Mind you, it’s not just nine cards. You also have to use fifteen dice and a couple of markers. That said, you have to use meeples to play Carcassonne. It’s not like it’s a cheat. And I have tried playing without the dice and markers, just using mental bookkeeping. But that’s a pain and makes figuring out your score take a lot longer. Just use the dice.

Each card is double sided and shows a six fruit trees that come in three different types: lemons, apples and plums. You place cards by overlapping cards. Like trees have to go over like trees, using the dice to track the number of layers using the one, three and six pips with four layers and six points bring the maximum. You have two spoiled fruit tokens that let you stack different types of trees but each one costs you three points and you can’t cover that tree. You also have only five dice per type of tree and if you out of dice, you can’t stack that type. After you place all nine cards, count up pips and subtract spoiled fruit for your score.

Having eighteen card faces (you could make eighteen single-face cards and deal out nine per game), the overlapping and the restriction of five dice per type of tree creates a lot of variability in the play and thus a lot of replay. 

My scores have been all over the place. Which probably means I’m not very good at Orchard but I think that also means there’s a lot of decisions and that there isn’t a formula that solves the game. The game only takes five minutes but I will argue that every card placement is a real decision.

The developer has come up with a multi-player variant: assigning a number to each card (I don’t know if he has adjusted faces in any way) and one player drawing a card and calling out it’s number. Everyone has their own set and builds their own orchard using the same cards in the same order. You know, exactly like Take It Easy. Which is clearly a very functional way to do it but I was hoping for fighting over one big orchard :P Still, I can picture Orchard getting published as a one to four player game with this change.
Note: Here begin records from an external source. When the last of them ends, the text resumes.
PR #847, opened 2016-01-22
RO-EngineConfigs SXT

SirKeplan:
Liquid Engines apart from Rd-107/108


stratochief66:
Do you expect this to be a case that occurs often?
https://github.com/SirKeplan/RealismOverhaul/commit/923ed8cd72298dd386955b55b4d75df8b1272482#diff-ec7fbe408ec240413534e039cdad2a9aR64

Perhaps it would work instead to use an NK-15/33 template, and use engineMult 30?

SirKeplan:
Regarding nk15/33, yeah possibly, I did that one before i had the multipler setup.  However there's the issue of the minthrust value, the N1 would cut off some engines instead of throttling down. Probably a minor issue.

stratochief66:
Yeah, that is tricky, and an issue worth discussing since there are more mods with engine clusters every day (ie. SSTU) that don't have a special module for disabling engines the way we would like.

The verniers get sorted by refinement, like that has been done for the Atlas (thank you, previous RO'ers) where super research was done to research the thrust and ISP of verniers, and all the separate part values were found. Additionally, some parts model the verniers and others don't (for other parts)

IIRC, the first and second N1 stages would throttle engines on one side or the other to provide control, rather than gimballing (?)

stratochief66:
#870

My baseline for PnP games is getting five or ten plays out of a project. It doesn’t hurt that I’m a lazy crafter so a lot of my projects are only a couple pages big. I rarely spend hours on a project and I usually get a decent return for what I put in.

Orchard blows that standard out of the water. Some games I’ll recommend if you like exploring PnP or unusual ideas or solitaire games. Orchard is a game that I would seriously suggest crafting or even ordering from a print on demand if you like short solitaire games. It’s one of the best PnPs I’ve tried and it’s only nine cards and works even in black and white.